While the Pharmaceutical Price Regulation Scheme and HM Treasury both seek to strike this balance, the report warned that growing pressure on NHS budgets will encourage cost saving to the detriment of cooperation and innovation.
Tender Loving Care? was written by Andrew Bonser, a consultant who has worked for Pfizer and Boots; Panos Kanavos, deputy director of LSE Health; and David Taylor, emeritus professor of pharmaceutical and public health policy at University College London. It was commissioned and funded by Shire, a specialty biopharmaceutical company.
“Real markets aren’t only about what’s cheapest,” Taylor told a meeting at LSE to launch the report on 9 November. “You don’t want to spend too much, but you want to spend enough to get a good product. If everything is bought at the lowest possible price, what are the long term costs to patients and to society?”
The report suggested that the 2014 EU Procurement Directive, which allows a range of criteria to be considered in determining the most economically advantageous tender, can be difficult to realise in practice. The directive allows innovative characteristics and after sales service (among other things) to be considered along with price, but legal constraints often interfere, and the forces favouring “lowest price at any cost” can be hard to overcome.

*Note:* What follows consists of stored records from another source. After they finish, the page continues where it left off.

PR #118, opened 2021-07-09
Wrong image type in Open Patient Window

DuyTungHa:
The wrong image type in Open Patient Window prevents the application from opening MR scan. 
In relation to issue #1561 on Team23's Redmine.

### DIFF
--- a/src/View/OpenPatientWindow.py
+++ b/src/View/OpenPatientWindow.py
@@ -294,7 +294,7 @@ class UIOpenPatientWindow(object):
                 self.selected_series_types.update(series_type)
 
         # Check the existence of IMAGE, RTSTRUCT and RTDOSE files
-        if len(list({'CT', 'MRI', 'PET'} & self.selected_series_types)) == 0:
+        if len(list({'CT', 'MR', 'PET'} & self.selected_series_types)) == 0:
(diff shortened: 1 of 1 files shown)


sjswerdloff (approved):

Tamookk (approved):

JThomas2020 (approved):

src/View/OpenPatientWindow.py
```diff
@@ -294,7 +294,7 @@ def tree_item_changed(self, item, _):
                 self.selected_series_types.update(series_type)
 
         # Check the existence of IMAGE, RTSTRUCT and RTDOSE files
-        if len(list({'CT', 'MRI', 'PET'} & self.selected_series_types)) == 0:
+        if len(list({'CT', 'MR', 'PET'} & self.selected_series_types)) == 0:
```
sjswerdloff, line 297: Might be worthwhile to define different lists, including 'three_d_image_types', plan_types, or whatever it is that appears in more than one place.  That way you update the lists in one place.  Not critical nor urgent.
Technically, these are probably the values in the modality element in DICOM... so names of the lists might say modalities rather than types.

sjswerdloff (approved):

PR #269, opened 2023-03-04
Cache test file

celeron533:
Cache the test file (DICOM-RT-02.zip). This saves at least 3 minutes (sometimes 5 minutes) for each build.

Note: pip is not cached if we always want to use the **latest** version of packages

### DIFF
--- a/.github/workflows/pythonapp.yml
+++ b/.github/workflows/pythonapp.yml
@@ -14,9 +14,10 @@ jobs:
     - uses: actions/checkout@v3
 
     - name: Set up Python 3.9
-      uses: actions/setup-python@v3
+      uses: actions/setup-python@v4
       with:
         python-version: 3.9
+        # cache: 'pip'
 
     - name: Install plastimatch
       run: |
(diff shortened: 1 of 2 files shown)


didymo:
This PR appears to be using python3.9, is this interpretation correct? Is OnkoDICOM not using python3.10 at the moment?

celeron533:
> This PR appears to be using python3.9, is this interpretation correct? Is OnkoDICOM not using python3.10 at the moment?

Hu Ashley,
As far as I know, both the wiki page and github action are using Python 3.9
https://github.com/didymo/OnkoDICOM/wiki/Installation-Instructions

Running on Python 3.10 need some adjustments, especially lock the dependicies in requirements.txt

celeron533:
I can  create a build matrix to build and test on both Python 3.9 and 3.10

celeron533:
> I can create a build matrix to build and test on both Python 3.9 and 3.10

of course, in another PR

sjswerdloff (approved):
LGTM

sjswerdloff:
> > I can create a build matrix to build and test on both Python 3.9 and 3.10
> 
> of course, in another PR

That would be great.
But make the 3.10 optional in terms of passing.
We may have problems being compatible with both 3.9 and 3.10 and I want to start with what we know should work.  We will probably have to pin packages in the 3.10 build and I would like to try to have both 3.9 and 3.10

PR #271, opened 2023-03-20
Build and test on Windows

celeron533:
However, pytest with certain UI related cases are not supported/stable on Windows 2022, especially python 3.10.

### DIFF
--- a/.github/workflows/pythonapp.yml
+++ b/.github/workflows/pythonapp.yml
@@ -3,16 +3,48 @@ name: Python application
 on: [push, pull_request]
 
 jobs:
-  build:
+  fetch_cache:
+    name: fetch cache
+    runs-on: 'ubuntu-latest'
+    env:
+      TestDataUrl: 'https://zenodo.org/record/5147737/files/DICOM-RT-02.zip'
+      
+    steps:
+    - name: Cache Test Data
+      id: cache-TestData
+      uses: actions/cache@v3
+      with:
+        enableCrossOsArchive: true
+        lookup-only: true
+        path: DICOM-RT-02.zip
+        key: ${{ env.TestDataUrl }}
+
+    - name: Download Test Data
+      if: steps.cache-TestData.outputs.cache-hit != 'true'
+      run: |
+        sudo apt-get install wget
+        wget -O DICOM-RT-02.zip $TestDataUrl
+
+
+  build_Linux:
+    needs: fetch_cache
     strategy:
       fail-fast: false
       matrix:
-        python: ['3.9', '3.10']
-    runs-on: ubuntu-20.04
-    timeout-minutes: 60
+        python:
+          - '3.9'
+          - '3.10'
+        os:
+          - 'ubuntu-20.04'
+          # - 'ubuntu-22.04'
+
+    name: Build - ${{ matrix.os }} - Python ${{ matrix.python }}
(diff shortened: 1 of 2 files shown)


sjswerdloff (approved):

.github/workflows/pythonapp.yml
```diff
@@ -25,14 +57,16 @@ jobs:
...
     - name: Install plastimatch
       run: |
-       sudo apt-get install plastimatch
+        sudo apt-get update
+        sudo apt-get install plastimatch
 
     - name: Install dependencies
       run: |
         python -m pip install --upgrade pip wheel setuptools
         pip install -r pre-requirements.txt
```
sjswerdloff: shouldn't we be using poetry to do the installations?

celeron533: Poetry has *lot* of problems. I'll create an Issue to discuss.

didymo: The intention has been to use poetry; however, sorting dependencies has been a blocker.

sjswerdloff: In the Windows + Python 3.10 test:
`platform win32 -- Python 3.10.10, pytest-7.2.2, pluggy-1.0.0 -- C:\hostedtoolcache\windows\Python\3.10.10\x64\python.exe`

is win32 indicating a 32 bit platform or just a legacy name for MS Windows?

celeron533: > The intention has been to use poetry; however, sorting dependencies has been a blocker.

There are some issues on Poetry:
1. It cannot install `pyradiomics` (which is not following pep517)
2. The `*requirements.txt` files are out-of-sync with `pyproject.toml`
3. `poetry.lock` is not tracked in the repo
4. Poetry is slow (slightly)
5. From my experiments, I manually sync the `pyproject.toml` with workable dependencies from `*requirements.txt`, after a workaround to install `pyradiomics`, it fails more test cases than traditional `requirements.txt`

celeron533: And personally, I prefer the repo to have the install, build, test instruction with the source code (markdown) rather than wiki page. Otherwise, the wiki page and the software itself will out-of-sync.
Wiki page is better for a brief instruction, trouble shooting, or release notes, etc.

celeron533: PS.
The previous github action yaml file was using requirements.txt while the wiki page is using poetry (but no poetry.lock file)

celeron533: > In the Windows + Python 3.10 test: `platform win32 -- Python 3.10.10, pytest-7.2.2, pluggy-1.0.0 -- C:\hostedtoolcache\windows\Python\3.10.10\x64\python.exe`
> 
> is win32 indicating a 32 bit platform or just a legacy name for MS Windows?

Legacy name.
It shows win32 on my x64 python+windows

celeron533: Hi @didymo , after this PR, I'll work on Poetry with workarounds and experimentals.

didymo: G'day @celeron533 , the poetry branch has been updated for your use. The pyproject.toml needs an update which I am attempting to source.

celeron533:
Let's working on the things one-by-one.
Windows build first, then with Poetry. 🥇

PR #272, opened 2023-03-20
Poetry

didymo:


celeron533:
Since the GitHub Actions for this PR is still based on traditional pip install -r `requiremants.txt`, I may create a new PR with modified pipeline which is using Poetry to install the dependencies.

celeron533:
Should we also check-in the `poetry.lock` file?
https://stackoverflow.com/questions/61037557/should-i-commit-lock-file-changes-separately-what-should-i-write-for-the-commi/74045098#74045098

PS. In NodeJS, developers always check-in `package-lock.json` to scm.

didymo:
> Since the GitHub Actions for this PR is still based on traditional pip install -r `requiremants.txt`, I may create a new PR with modified pipeline which is using Poetry to install the dependencies.

yes, please.
The intention always was to do so, but poetry or, more precisely, dependencies hell has put this off repeatedly.  At the moment numpy version is being pinned to 1.22, but that still fails, it needs to be discovered as to why. Pyside6 needs to increase to 6.4 but is pinned at 6.3 at the moment. Too many dependencies.

didymo:
> Should we also check-in the `poetry.lock` file? https://stackoverflow.com/questions/61037557/should-i-commit-lock-file-changes-separately-what-should-i-write-for-the-commi/74045098#74045098
> 
> PS. In NodeJS, developers always check-in `package-lock.json` to scm.

No.

The poetry lock file was causing issues during the installation so it was removed.

PR #280, opened 2023-08-11
Update version of pymedphys, eliminate pyradiomics from pyproject and specify post install of pyradiomics==3.0.1

sjswerdloff:
just testing


sjswerdloff:
@Vii17b @AnnieAnNguyen @danielHorton4001 @PhilThom
I forgot to update the poetry.lock file 
i.e.
`poetry update`

sjswerdloff:
While this is a relatively small change, I think it may work out some of the issues we were having with pymedphys and python 3.10

PR #282, opened 2023-08-11
updated pymedphys version

PhilThom:
testing

### DIFF
--- a/pyproject.toml
+++ b/pyproject.toml
@@ -28,7 +28,7 @@ scikit-image = "*"
 fuzzywuzzy = "*"
 PyWavelets = "1.3.0"
 networkx = "*"
-pymedphys = ">=0.35,<=0.37.1"
+pymedphys = ">=0.35,<=0.37.2"
 # until 20230611, the pyradiomics does not have wheel for py3.10. Will install it with pip later.
 pyradiomics = {version = "*", python = "<3.10"}
 pyside6 = "6.3.0"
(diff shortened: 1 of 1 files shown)


pyproject.toml
```diff
@@ -28,7 +28,7 @@ scikit-image = "*"
 fuzzywuzzy = "*"
 PyWavelets = "1.3.0"
 networkx = "*"
-pymedphys = ">=0.35,<=0.37.1"
+pymedphys = ">=0.35,<=0.37.2"
```
sjswerdloff, line 31: This will break.  0.37.2 and later had the pseudonymisation interface disabled due to it's susceptibility to rainbow table attack.  0.39 had that fixed by adding pepper to the hashing.

sjswerdloff (changes requested):
need different version constraint

pyproject.toml
PhilThom: I changed the version to 0.39.3, my python version is 3.10.11

sjswerdloff (approved):

pyproject.toml
```diff
@@ -28,7 +28,7 @@ scikit-image = "*"
 fuzzywuzzy = "*"
 PyWavelets = "1.3.0"
 networkx = "*"
-pymedphys = ">=0.35,<=0.37.1"
+pymedphys = ">=0.35,<=0.39.3"
```
sjswerdloff, line 31: whoops, no.  This allows any of the pymedphys versions between 0.36 and 0.39.3, and it should only allow 0.39.3 and later.  I specified it so that it would use 0.39.3 up to but not including 0.40, if you want to specify it to just be >= 0.39.3

sjswerdloff (changes requested):

PR #285, opened 2023-08-11
Updated version number of pymedphys

Vii17b:


sjswerdloff:
LGTM. (Looks Good To Me).
See my comment over at #280 (I forgot to update the poetry.lock file).
Were I to merge this in, I would do a squash and merge to turn this in to a single commit (it's absolutely fine that you had multiple commits... a typical branch will see a number of commits to it).

PR #290, opened 2023-08-21
Task 1 - XR Files

danielhorton4001:
Sample file IM000001 can be opened and have a temporary rtss applied.
Files IM000002 through 4 cannot be opened.

Phil made the RTSTURCT function.

### DIFF
--- a/src/Model/MovingModel.py
+++ b/src/Model/MovingModel.py
@@ -41,11 +41,6 @@ def create_moving_model():
     if dataset[0].Modality == "CT":
         is_ct = True
 
-    # Determine if dataset is CR for grayscale inverting
-    is_cr = False
-    if dataset[0].Modality == "CR":
-        is_cr = True
-
     if 'WindowWidth' in dataset[0]:
         if isinstance(dataset[0].WindowWidth, pydicom.valuerep.DSfloat):
             window = int(dataset[0].WindowWidth)
@@ -92,7 +87,7 @@ def create_moving_model():
 
     if not moving_dict_container.has_attribute("scaled"):
         moving_dict_container.set("scaled", True)
-        pixel_values = convert_raw_data(dataset, False, is_ct, is_cr)
+        pixel_values = convert_raw_data(dataset, False, is_ct)
     else:
         pixel_values = convert_raw_data(dataset, True)
 
--- a/src/Model/MovingModel.py
+++ b/src/Model/MovingModel.py
@@ -41,6 +41,11 @@ def create_moving_model():
     if dataset[0].Modality == "CT":
         is_ct = True
 
+    # Determine if dataset is CR for grayscale inverting
+    is_cr = False
+    if dataset[0].Modality == "CR":
+        is_cr = True
+
     if 'WindowWidth' in dataset[0]:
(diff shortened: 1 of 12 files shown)


src/Model/MovingModel.py
```diff
@@ -41,6 +41,11 @@ def create_moving_model():
     if dataset[0].Modality == "CT":
         is_ct = True
 
+    # Determine if dataset is CR for grayscale inverting
```
sjswerdloff, line 44: see comment regarding Photometric Interpretation

src/Model/xrRtstruct.py
```diff
@@ -0,0 +1,165 @@
...
+from pydicom import dcmread
+from pydicom.dataset import FileMetaDataset, validate_file_meta
+from pydicom.uid import generate_uid, ImplicitVRLittleEndian
+from pydicom.tag import Tag
+from pathlib import Path
+from copy import deepcopy
+import datetime
+
+#AttributeError: 'Dataset' object has no attribute 'FrameOfReferenceUID'
+#removed 2 lines relating to this error, might need to be looked at if this is required
```
sjswerdloff, line 11: For the RT SS to be DICOM conformant (and can have an expectation of being usable by anything else), it will need to have *a* FrameOfReferenceUID.  Given that one is trying to tie the RT SS to the CR, one could generate a new UID for the FoR, insert that in to the RT SS, and update the CR object by adding the FoR UID to that.  Given that you know you will need to do this up front, it would be better to update the CR first (with a generated FoR UID), and update the SOP Instance UID of the CR (because it's a new object and not interchangeable with the original CR that lacks the FoR UID), and then use that FoR UID in the RT SS.  Having a DICOM object with a public element it wouldn't normally have tends to be reasonably interoperable.  Having a DICOM object without a public element that it is required to have is problematic.

src/Model/readxr.py
sjswerdloff, line 1: this seems like it would better to have in the test area, or if we want to have separate utilities.
It doesn't seem necessary for the application itself.

sjswerdloff (changes requested):
Please take a look at Photometric Interpretation.
It should allow you to simplify some of the code.

sjswerdloff:
Very good draft pull request.

sjswerdloff:
The pyradiomics issue is one for the maintainers to work out.
I've submitted a PR to pyradiomics to get them to fix the issue with metadata in pyradiomics 3.1.0.

sjswerdloff:
Please fetch and pull from upstream master (to address pyradiomics issue and the poetry.lock issue)

sjswerdloff:
Yeah!  All checks have passed, so the master branch is a known good starting point.
And... @danielhorton4001  your changes have all passed tests as well.
Please move forward on using Photometric Interpretation (and drop me a line if you would like any assistance).

src/Model/readxr.py
danielhorton4001: This file was supposed to be removed, I guess I forgot to do that. Sorry!

danielhorton4001:
Still need to fix up xrStruct.py, but everything else (including functionality with the other sample files) is in.

sjswerdloff:
> Still need to fix up xrStruct.py, but everything else (including functionality with the other sample files) is in.

please do this in a separate PR.

PR #292, opened 2023-08-31
Change DVH.CSV export: Change dvh output to percentvolume vs dose

AnnieAnNguyen:
The current DVH.CSV export has columns in 'centiGray' and rows in '%'.

Change output to columns in '%' (100%, 99.5%, 99.0%, .....) and rows in 'centiGray' (no decimals, normal rounding). This will produce a spreadsheet with a fixed number of columns irrespective of the prescribed radiation dose.

### DIFF
--- a/src/Model/CalculateDVHs.py
+++ b/src/Model/CalculateDVHs.py
@@ -187,7 +187,7 @@ def dvh2pandas(dict_dvh, patient_id):
                 else:
                     last_volume = trough_i
             if last_volume != -1:
-                dvh_roi_list.append(str(last_volume) + 'cGy')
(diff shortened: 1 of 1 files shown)


sjswerdloff (approved):
LGTM.
You might want to add some comments regarding the meaning of some of the algorithm and variables (peak, trough), etc. but I see that there is some interpolation going on, which was at the heart of our algorithm discussion.

sjswerdloff:
The new CSV files contain what I would refer to as Volume Dose Histograms, rather than Dose Volume Histograms (given that the axes have essentially been swapped).

PR #293, opened 2023-09-03
DICOM View Controller - Scrolling through CT layer + Drag and Drop CT image

AnnieAnNguyen:
1. Enable the scroll mouse / 2 finger scroll of the mouse tab scrolling through the CT layer (instead of up and down of a single CT picture)
2. Enable drag mode: Click the left mouse, then hold and drag to move the CT image

### DIFF
--- a/src/View/mainpage/DicomView.py
+++ b/src/View/mainpage/DicomView.py
@@ -8,8 +8,7 @@ from src.Controller.PathHandler import data_path
 class CustomGraphicsView(QtWidgets.QGraphicsView):
     def __init__(self, parent=None):
         super().__init__(parent)
-    
-    self.setDragMode(QtWidgets.QGraphicsView.ScrollHandDrag)
+        self.setDragMode(QtWidgets.QGraphicsView.ScrollHandDrag)
 
     def wheelEvent(self, event: QtGui.QWheelEvent):
         modifiers = event.modifiers()
--- a/src/View/mainpage/DicomView.py
+++ b/src/View/mainpage/DicomView.py
@@ -5,6 +5,20 @@ from src.Model.PatientDictContainer import PatientDictContainer
 from src.constants import INITIAL_ONE_VIEW_ZOOM
 from src.Controller.PathHandler import data_path
 
+class CustomGraphicsView(QtWidgets.QGraphicsView):
+    def __init__(self, parent=None):
+        super().__init__(parent)
+
+    def wheelEvent(self, event: QtGui.QWheelEvent):
+        modifiers = event.modifiers()
+        if modifiers == QtCore.Qt.ShiftModifier:
+            super().wheelEvent(event)
+        elif modifiers == QtCore.Qt.AltModifier:
+            super().wheelEvent(event)
+        elif modifiers == QtCore.Qt.ControlModifier:
+            event.ignore()
+        else:
+            event.ignore()
 
 class DicomView(QtWidgets.QWidget):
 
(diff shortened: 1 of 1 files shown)


src/View/mainpage/DicomView.py
```diff
@@ -53,6 +68,37 @@ def init_view(self):
...
         self.view.setBackgroundBrush(background_brush)
+    
+    def wheelEvent(self, event: QtGui.QWheelEvent):
+        modifiers = event.modifiers()
+        if modifiers == QtCore.Qt.ShiftModifier:
+            super().wheelEvent(event)
+        elif modifiers == QtCore.Qt.AltModifier:
+            super().wheelEvent(event)
+        elif modifiers == QtCore.Qt.ControlModifier:
+            angle = event.angleDelta() / 8
```
sjswerdloff, line 79: 8 and 15 are "magic" numbers.
Are these the recommended values in Qt example code?
Is there a URL reference that could be put in comments in this function that would point someone to the reason why eight and fifteen are appropriate values.
I found:
https://doc.qt.io/qt-6/qwheelevent.html#angleDelta
and it seems like the appropriate value might be different with a high resolution mouse.  A RadOnc might have a high resolution mouse...

This is probably OK for now, but it might need to be adjustable in some way in the future, e.g. by a configuration item by the user, or by somehow querying the system  to see if more information is available.

src/View/mainpage/DicomView.py
```diff
@@ -53,6 +68,37 @@ def init_view(self):
...
+            delta = angle.y() / 15
+            if delta > 0:
+                self.zoom_in()
+            else:
+                self.zoom_out()
+        else:
+            num_degrees = event.angleDelta() / 8
```
sjswerdloff, line 86: make magic numbers in to constants, and make the divisors here variables (with the initial value of the variable being the appropriate constant).  Use names that will help explain what they are for (or just put in the URL from my previous comment).

sjswerdloff (changes requested):
please use constants and variables instead of magic numbers (even though those are clearly and appropriately taken from the Qt documentation)

src/View/mainpage/DicomView.py
AnnieAnNguyen: Yes Stuart, I will modify the code

src/View/mainpage/DicomView.py
```diff
@@ -70,21 +70,24 @@ def init_view(self):
         self.view.setBackgroundBrush(background_brush)
     
     def wheelEvent(self, event: QtGui.QWheelEvent):
+        degree = 8
+        step = 15
+        #https://doc.qt.io/qt-6/qwheelevent.html#angleDelta
```
sjswerdloff, line 75: Great.  This gets the job done of clarifying where the values come from, and turning them in to variables.

src/View/mainpage/DicomView.py
```diff
@@ -70,21 +70,24 @@ def init_view(self):
...
+            angle = event.angleDelta() / degree
+            delta = angle.y() / step
             if delta > 0:
                 self.zoom_in()
             else:
                 self.zoom_out()
         else:
-            num_degrees = event.angleDelta() / 8
-            num_steps = num_degrees / 15
+            num_degrees = event.angleDelta() / degree
```
sjswerdloff, line 89: this suggests that the variable has "units" of angleDelta per degree (or alternatively, that the inverse has units of degrees per angleDelta).

src/View/mainpage/DicomView.py
```diff
@@ -70,21 +70,24 @@ def init_view(self):
...
+            num_steps = num_degrees / step
```
sjswerdloff, line 90: and this suggests that the variable has units of degrees per step (or alternatively, that it's inverse has units of steps per degree).
units are sometimes useful in the names of variables to help clarify their meaning.

sjswerdloff (approved):
This will be very helpful should we run in to high resolution mice in the future.

PR #295, opened 2023-10-11
Custom Windowing Slider

danielhorton4001:
Functionality of the slider incomplete.


src/View/mainpage/WindowingSlider.py
```diff
@@ -0,0 +1,297 @@
...
+        return index
+
+    def set_bars_from_window(self, window, level):
+        """
+        Triggered when the user selects a windowing preset.
+        Adjusts the values into the 0-2000 range, then updates the bars.
+        :param window: the window value of the preset
+        :param level: the level value of the preset
+        """
+        level = level + 1000
```
sjswerdloff, line 148: rather than a magic value, best to assign as a constant or a variable.  If this 1000 is specifically 1/2 of the "2000", then a variable that is 1/2 of that constant or variable would be appropriate

sjswerdloff (changes requested):
replace "magic numbers" with constants or variables (preferably with names that clarify their intent).
update tests.
Very good for a draft...

src/Model/Windowing.py
```diff
@@ -22,6 +23,21 @@ def windowing_model(text, init):
...
+def windowing_model_direct(level, window, init):
+    """
+        Function triggered when a window is selected from the menu,
+        or when the windowing slider bars are adjusted
+        :param level: The desired level
+        :param window: The desired window
+        :param init: list of bool to determine which views are chosen
+        """
+    patient_dict_container = PatientDictContainer()
+    moving_dict_container = MovingDictContainer()
```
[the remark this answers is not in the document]
danielhorton4001: patient_dict_container and moving_dict_container weren't used in windowing_model() after moving the code to windowing_model_direct(), but patient_dict_container still was still used in both.

src/View/mainpage/WindowingSlider.py
```diff
@@ -0,0 +1,297 @@
...
+        if index >= self.slider_density:
+            return self.slider_density-1
+        return index
+
+    def window_to_index(self, val):
+        """
+        Converts a window value to a slider index
+        :param val: a 0-2000 value
+        """
+        normalized_val = val / 2000
```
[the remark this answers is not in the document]
danielhorton4001: This was intended for windowing/level values, but after looking back that is both not correct for those values, and also not the correct place for them. I will replace them with the correct constant.

src/View/mainpage/WindowingSlider.py
```diff
@@ -251,9 +276,17 @@ def mouse_release(self, event):
...
-        level = 100
-        window = 100
-        # windowing_model_direct(level, window, send)
+
+        top_bar = self.index_to_window(self.top)
+        bottom_bar = self.index_to_window(self.bottom)
+
+        level = (top_bar + bottom_bar) * 0.5
+        window = 2 * (bottom_bar - level)
+        level = level - 1000
```
sjswerdloff, line 285: magic number... please use a constant or variable with meaningful name.
It's not clear 1000 is the value needed

src/View/mainpage/WindowingSlider.py
```diff
@@ -32,15 +32,20 @@ class WindowingSlider(QWidget):
     MAX_CLICK_DIST = 5
     # Minimum rendering height for bottom bar
     MIN_BOTTOM_INDEX = 4
+    # Window/Level consts
+    MAX_PIXEL_VALUE = 4096
+    LEVEL_OFFSET = 1000
```
sjswerdloff, line 37: why is there a level offset?  and why is the value 1000?  Perhaps this has to do with the values retrieved from Qt for the slider bars?

sjswerdloff (commented):
So far so good.

sjswerdloff (approved):

PR #297, opened 2023-10-12
Change DVH.CSV export: Change dvh output to percentvolume vs dose in BATCH Processing 

AnnieAnNguyen:
The current DVH.CSV export has columns in 'centiGray' and rows in '%'.

Change output to columns in '%' (100%, 99.5%, 99.0%, .....) and rows in 'centiGray' (no decimals, normal rounding). This will produce a spreadsheet with a fixed number of columns irrespective of the prescribed radiation dose.

Change the export in BATCH Processing


sjswerdloff (approved):
Are these new style DVH importing and displayed correctly?
If not, create a separate defect /issue.
This looks like the same code as non batch mode, which is appropriate but it suggests that a future refactoring to have the code in one place and called for each mode rather than having duplicated code (create separate issue.  Identify it as a refactoring opportunity

PR #298, opened 2023-10-20
Windowing histogram

danielhorton4001:
In 3D view, it syncs to the Axial view.
The seperate views cannot support their own windowing sliders until the way windowing is handled is changed to accomodate individual slice windowing.


sjswerdloff (approved):
I'd like a separate issue created to address the magic number.
I'll approve based on the assumption that will get fixed in a subsequent PR.

PR #104, opened 2016-06-13
Update database.py

KeksKeksKeks:
Don't write db if _default is an empty Table.

If there are no documents in the _default table, TinyDB will write (and thus, re-serialize) the entire database.
This is because bool({}) == False, although the table does exist.

I have a JSON file under version control, which doesn't use the default table. Recently, I noticed that the file changes although I didn't change any document within the database. 
Apparently, TinyDB.__init__ reads the default table, which is empty in my case. An empty document evaluates to False in a boolean context, and TinyDB will write a new, empty table, effectively re-serializing the database on read.

### DIFF
--- a/tests/test_tinydb.py
+++ b/tests/test_tinydb.py
@@ -5,7 +5,7 @@ import pytest
 
 from tinydb import TinyDB, where
 from tinydb.storages import MemoryStorage
-
+from tinydb.middlewares import Middleware
 
 def test_purge(db):
     db.purge()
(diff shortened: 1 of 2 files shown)


KeksKeksKeks:
Classical case of RTFM :(

I should have read the contribution instructions first. I have added a test to demonstrate the original behaviour, introduced changes to make it go away, and added the neccessary changes to make the coverage check happy.

Kudos for such a thorough code infrastructure! I enjoyed using (and now, contributing to) TinyDB.

msiemens:
That makes sense, thank you! Just out of curiosity: I find it interesting that the VCS tracks the file modification time. Which one are you using?

KeksKeksKeks:
You're welcome!

I use git, which doesn't track file modification *time*. Instead, because python dicts are unordered, two JSON serialisations of the same database will look different. And a different file *content* is, of course, then detected by the VCS.

msiemens:
Ah, I see! Unexpected reordering of Python's dicts have bitten me more than once :smile:

eugene-eeo:
Turns out there is a `sort_keys` option in the `json.dumps`function. However I *think* that'd degrade performance slightly, but anyways here it is: http://stackoverflow.com/questions/10844064/items-in-json-object-are-out-of-order-using-json-dumps

PR #107, opened 2016-06-27
Rename Query.path to Query._path

joshuahhh:
I don't know how common it is to have a field called `path` in your database, but that's the situation I found myself in today, and I got mightily confused when `Query().path == 'some/path'` returned `False` instead of giving me a query object! It must be less likely to have a field called `_path`, so this should prevent some confusing collisions.

PTAL. Thanks!

### DIFF
--- a/tinydb/queries.py
+++ b/tinydb/queries.py
@@ -105,12 +105,12 @@ class Query(object):
 
     def __init__(self, path=None):
         if path is None:
-            self.path = []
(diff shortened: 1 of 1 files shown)


msiemens:
Thanks for the PR, @joshuahhh!

msiemens:
FYI, I've just released v3.2.1 which includes your fix :)

PR #112, opened 2016-08-06
Fix API docs: db.find() does not exist.

Fak3:
db.search() is the right name.


msiemens:
You're completely right, thanks for the PR!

Procuring medicines for the NHS is a complex process and increasingly centralised. About half by value of the £15.5bn (€17.64bn; $19.21bn) spent by the NHS in England on medicines in 2014-15 was spent in hospitals, where most of the expensive branded drugs are prescribed. The other half was spent by GPs and mostly covered cheaper generic products. The hospitals’ share of spending has been steadily rising as a proportion, from 20% by value at the start of the 1990s to almost 50% today.
The report did not find NHS procurement systems to have been inefficient. Overall spending has been kept below the average in developed countries, expressed as a proportion of GDP. But more could be done, it said—reviving an idea last in vogue in the 1990s, of allowing drug companies to help in managing diseases as well as providing medicines to treat them.
The suggestion is that companies with a good record in supporting healthcare innovation should get the status of NHS innovation partners, where their contribution is considered in the drug purchasing process. Contributions might include helping to gather information about the response of individual patients or providing specialist nurses.
If companies can afford to do this, the report admitted, some would say it shows that they are charging too much for their products. Allan Karr, an expert in NHS drug procurement who was not involved in writing the report, told the meeting he believed that, if the work done by a drug company was worthwhile, it should be paid for by NHS commissioners and not provided free.
But the counter argument adopted in the report is that such activities benefit consumers, help innovation, and challenge bureaucratic service planners. It argues that the status of NHS innovation partner or improvement partner (both terms are used in the report) could be awarded in a light touch process by an independent regulatory agency.
“If we’re not careful we’ll create a system that doesn’t allow people to innovate,” Taylor said. “I don’t believe the commissioning system we’ve got at the moment is capable of avoiding that. Our suggested solution, that companies become recognised as innovation partners, would be more than rhetoric.
“We don’t claim it’s a complete answer, but we do believe that, without it or something like it, we could slip back into a lip service approach to innovation that in reality would lead to a profoundly bureaucratised country.”